Your task:
Wherever "dict" shows up in the records below, copy the whole line.

● ● ● ● ●

PR #402, opened 2025-07-24
chore: Split and move file

KelvinChung2000:
Splitting fabric_gen.py into multiple smaller files. 

Moving files into folders.


FABulous/fabric_cad/gen_bitstream_spec.py
```diff
@@ -0,0 +1,166 @@
...
+
+from FABulous.fabric_definition.Fabric import Fabric
+from FABulous.fabric_generator.parser.parse_configmem import parseConfigMem
+from FABulous.fabric_generator.parser.parse_switchmatrix import parseMatrix
+
+if TYPE_CHECKING:
+    from FABulous.fabric_definition.ConfigMem import ConfigMem
+
+
+def generateBitsStreamSpec(fabric: Fabric) -> dict[str, dict]:
```
EverythingElseWasAlreadyTaken:
```suggestion
def generateBitstreamSpec(fabric: Fabric) -> dict[str, dict]:
```

Can rename this to generateBitstreamSpec?

EverythingElseWasAlreadyTaken (approved):
Nice work! This makes the codebase much more clear and maintainable!


It looks fine in general, I have just some minor comments/ideas, we can discuss:

- We should rename the generateBit**s**StreamSpec function, to something like generateBitstreamSpec. 
 
-  We could maybe also rename the model_generation_npnr.py to gen_npnr_model.py to match the naming scheme. 

For the code generator, maybe we should rename the code_generation_VHDL.py 
to code_generator_VHDL.py and also for Verilog to match the base class. 
We should then also rename the Writer classes, to codeGenerator, to match the baseclass.

PR #403, opened 2025-07-24
chore: Adding more ruff rules 

KelvinChung2000:
Adding the following:
* A:  flake8-builtins
* PTH: flake8-use-pathlib
* TRY: tryceratops
* SIM: flake8-simplify
* PT: flake8-pytest-style
* ARG: flake8-unused-aarguments

### DIFF
--- a/.github/actions/prepare_FABulous_container/action.yaml
+++ b/.github/actions/prepare_FABulous_container/action.yaml
@@ -6,6 +6,10 @@ inputs:
     description: "Python version to use"
     required: false
     default: "3.12"
+  oss-cad-suite-nightly:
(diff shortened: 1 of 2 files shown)


EverythingElseWasAlreadyTaken (approved):

EverythingElseWasAlreadyTaken:
Not sure what the problem with the VHDL tests are.
Seems like GHDL is broken in oss-cad-suite?

EverythingElseWasAlreadyTaken:
> It looks like the issue is more specifically with the ghdl plugin. I just checked that Yosys has an update to their API, which might have broke the ghdl plugin. Should we switch from using the latest version to pinning to a known working version?

This could solve the issue. :) 
I can give it a shot.

PR #406, opened 2025-07-25
chore: Full annotation

KelvinChung2000:
Add type annotation for all python files.

Enable ANN rule

### DIFF
--- a/tests/fabric_gen_test/configmem_test/test_configmem_rtl.py
+++ b/tests/fabric_gen_test/configmem_test/test_configmem_rtl.py
@@ -1,20 +1,34 @@
 """RTL behavior validation for generated ConfigMem modules using cocotb."""
 
 import json
+from collections.abc import Callable
 from pathlib import Path
+from typing import Any, Protocol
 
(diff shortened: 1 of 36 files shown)


tests/fabric_gen_test/configmem_test/test_configmem_rtl.py
```diff
@@ -23,30 +37,7 @@ def load_bit_mapping():
     return {}
 
 
-def create_test_pattern(config_info, frame_index, pattern_type="ones"):
```
EverythingElseWasAlreadyTaken, line 26: Was it intended to remove this function?

EverythingElseWasAlreadyTaken (commented):
Nice work, looks good so far. 

You have removed one function and there was no comment/ commit message about it. Please make sure that this was intended.

tests/fabric_gen_test/configmem_test/test_configmem_rtl.py
KelvinChung2000: Yes, this is not used by any test

PR #367, opened 2025-05-28
YosysJson Object

KelvinChung2000:
Add typing to yosys json file to aid development

PR #410, opened 2025-08-04
chore: centralise all settings

KelvinChung2000:
Centralise all the environment variable settings using [Pydantic-settings](https://docs.pydantic.dev/latest/concepts/pydantic_settings/).

Add sub dependency group

### DIFF
--- a/FABulous/FABulous.py
+++ b/FABulous/FABulous.py
@@ -6,7 +6,6 @@ from pathlib import Path
 from loguru import logger
 from packaging.version import Version
 
-from FABulous.FABulous_CLI.FABulous_CLI import FABulous_CLI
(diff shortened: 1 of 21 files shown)


EverythingElseWasAlreadyTaken (approved):
Thanks for the PR! It looks good now. :) 
I've checked, yosys is not a hard dependency anymore. :)

We could also move the setup_global_env_vars and setup_project_env_vars directly to the FABulous_settings.py, so we have everything settings related in one place. 

Also, in the `FABulous/fabric_generator/parser/parse_hdl.py`  `parseBelFile` function, `yosys` is still hardcoded in the call and not taken from FABulous_settings, but i guess this will be fixed with #367 anways?

PR #428, opened 2025-08-14
chore(CI): Update checkout and repurpose makefile CI

KelvinChung2000:
Updated all action to using the lastest checkout action

Update the makefile CI for checking old project fabric, as now we can run regular check invoking from pytest.

### DIFF
--- a/.github/workflows/fabric_gen.yml
+++ b/.github/workflows/fabric_gen.yml
@@ -19,10 +19,17 @@ jobs:
     runs-on: ubuntu-latest
     steps:
       - uses: actions/checkout@v5
+        with:
+          ref: github.base_ref
+      - uses: ./.github/actions/prepare_FABulous_container
+      - name: generate old project
+        run: |
+          FABulous -c demo
+      
+      - uses: actions/checkout@v5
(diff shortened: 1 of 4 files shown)


.github/workflows/fabric_gen.yml
```diff
@@ -1,43 +1,31 @@
...
+            type: vhdl
 
-  run_verilog_simulation_makefile:
-    name: Run Verilog fabric generator flow and simulation with FABulous makefile
-    runs-on: ubuntu-latest
     steps:
-      - uses: actions/checkout@v4
+      - uses: actions/checkout@v5
+        with:
+          ref: ${{ github.base_ref }}
```
EverythingElseWasAlreadyTaken: Maybe we need to remove the `run on: push` or hardcode the dev branch, since base_ref is only available for pull request triggers:

```
The base_ref or target branch of the pull request in a workflow run. This property is only available when the event that triggers a workflow run is either pull_request or pull_request_target.
```

https://docs.github.com/en/actions/reference/workflows-and-actions/contexts#github-context

EverythingElseWasAlreadyTaken (approved):
Nice idea!

PR #430, opened 2025-08-14
chore: Expand user design top wrapper gen

EverythingElseWasAlreadyTaken:
Expand the user design top wrapper generation to include the whole fabric.


FABulous/fabric_cad/gen_design_top_wrapper.py
```diff
@@ -62,59 +62,60 @@ def generateUserDesignTopWrapper(
...
+                reversed(bels)
+            ):  # we walk backwards trough the bel list
+                belstr = ""
+                # we only add bels with external ports to the top wrapper.
+                if not bel.externalInput and not bel.externalOutput:
+                    logger.info(
+                        f"Skipping bel {bel.name} in tile X{x}Y{y} since it has no external ports"
+                    )
+                    continue
+                if len(bel.inputs and bel.outputs) == 0:
```
KelvinChung2000:
```suggestion
                if len(bel.inputs + bel.outputs) == 0:
```

KelvinChung2000 (changes requested):
Instead of using `parseBelFile`, you may want to consider updating to using the YosysJson for parsing, and getting the user design port. 

Another thing that you can consider is transitioning to use the HDLGen, which allows you to generate VHDL, too. But ifit  is too much work, I will try to do the rewrite when I have time.

PR #431, opened 2025-08-16
doc: add a lot of doc

KelvinChung2000:
Adding doc to all functions and all files with AI assistance. I have glanced through all the changes and corrected some of the mistakes, but I might still have missed some. 

Format all the doc to a standard of `pydocstyle`.

The repo is now  99.5% documented.

PR #432, opened 2025-08-18
chore: Add header to whole project

KelvinChung2000:
Set a pre-commit for adding a header to every file if it does not already have one. If it got one, it will update it. 

I will set this as a draft for now. Once #431 is done, I will apply the pre-commit to all files.

### DIFF
--- a/.pre-commit-config.yaml
+++ b/.pre-commit-config.yaml
@@ -46,7 +46,7 @@ repos:
     - id: ruff-format
 
 - repo: https://github.com/KelvinChung2000/license-header-pre-commit
-  rev: 0.4.0
+  rev: v0.4.1
   hooks:
     - id: license-header
       name: License Header


.pre-commit-config.yaml
```diff
@@ -44,3 +44,15 @@ repos:
...
+- repo: https://github.com/KelvinChung2000/license-header-pre-commit
+  rev: v0.4.1
+  hooks:
+    - id: license-header
+      name: License Header
+      language: python
+      files: \.(py|v|sv|vhd|vhdl)$
+      args: [
+        "--template", "license-header",
+        "--copyright-holder", "Novel Computing Technologies Group @ University Heidelberg"
```
IAmMarcelJung, line 57: Did you discuss this with Dirk? This wouldn't include e.g. you, Leo and anyone else outside of our University's Group. I usually use `The FABulous Contributors` (saw something like this in lowRisc files or so) for the projects I'm working on related to FABulous, but I'm also not sure what the best way would be.

KelvinChung2000:
> This is a great addition, thanks for this!
> Please see my comment on the name of the copyright holder.
> Also, we could consider adding an empty line after the header, to separate it a bit from the code itself? Don't know what the convention for this is.
> 
> This might more be for your acutal hook, but I get an error if I modify the header (or add an empty line after it) and run the hook again, although the hook modifies the header correctly (so I would not expect an error to be thrown:
> ```console
> License Header...........................................................Failed
> - hook id: license-header
> - exit code: 1
> - files were modified by this hook
> 
> Updated license header in FABulous/fabric_files/FABulous_project_template_verilog/Tile/W_IO/IO_1_bidirectional_frame_config_pass.v
> 
> Modified 1 files with license headers
> ```

The newline will upset ruff, so it cannot be there. Maybe I can try a commented newline and see does it work. 

I have not talk to Dirk about it yet, but changing that is easy. Maybe we can talk about this in next week's meeting

.pre-commit-config.yaml
mole99: In LibreLane we also use "LibreLane Contributors" from now on with a contributors file in the root.

IAmMarcelJung: Sounds nice, probably we should adopt this!

PR #440, opened 2025-08-22
feat: better context management and new start interface

KelvinChung2000:
Updated the context management to use `get_context` only, and this will only create the model once and automatically resolve all environment dependencies. This can be used as the base for all feature global settings. 

Removed dependency on `FAB_ROOT`. Now the project does not reference the installation dir directly. Project creation is now done via the `importlib.resources`. Global `.env` is now stored at user `$HOME/.fabulous`. And this can be used for all future installations and FABulous related cross-session assets. 

Transition from `argparse` based command to `typer`, which offers a much better looking interface and help message. This also makes creating new commands down the line much easier, such as `FABulous GUI` etc.  Full backwards compatibility in the interface is maintained, but we should drop it soon. 

image

There are other bonuses from `typer` such as auto-complete install, but I have not tested them yet.

### DIFF
--- a/FABulous/FABulous_CLI/helper.py
+++ b/FABulous/FABulous_CLI/helper.py
@@ -5,8 +5,11 @@ import re
 import shutil
 import sys
 import tarfile
+import tempfile
 from collections.abc import Callable, Sequence
+from importlib import resources
 from importlib.metadata import version
+from importlib.resources.abc import Traversable
 from pathlib import Path
 from typing import TYPE_CHECKING, Any, Literal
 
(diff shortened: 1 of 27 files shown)


FABulous/FABulous_CLI/helper.py
```diff
@@ -90,35 +96,63 @@ def create_project(
         The language of project to create ("verilog" or "vhdl"), by default "verilog".
     """
     logger.info(project_dir)
+
+    if lang not in ["verilog", "vhdl"]:
```
EverythingElseWasAlreadyTaken, line 100: lang is already set to verilog as default for the function. 
If something else, not vhdl or verilog is specified, we should raise an error here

● ● ● ● ●

Expected answer:
+def generateBitsStreamSpec(fabric: Fabric) -> dict[str, dict]:
def generateBitstreamSpec(fabric: Fabric) -> dict[str, dict]:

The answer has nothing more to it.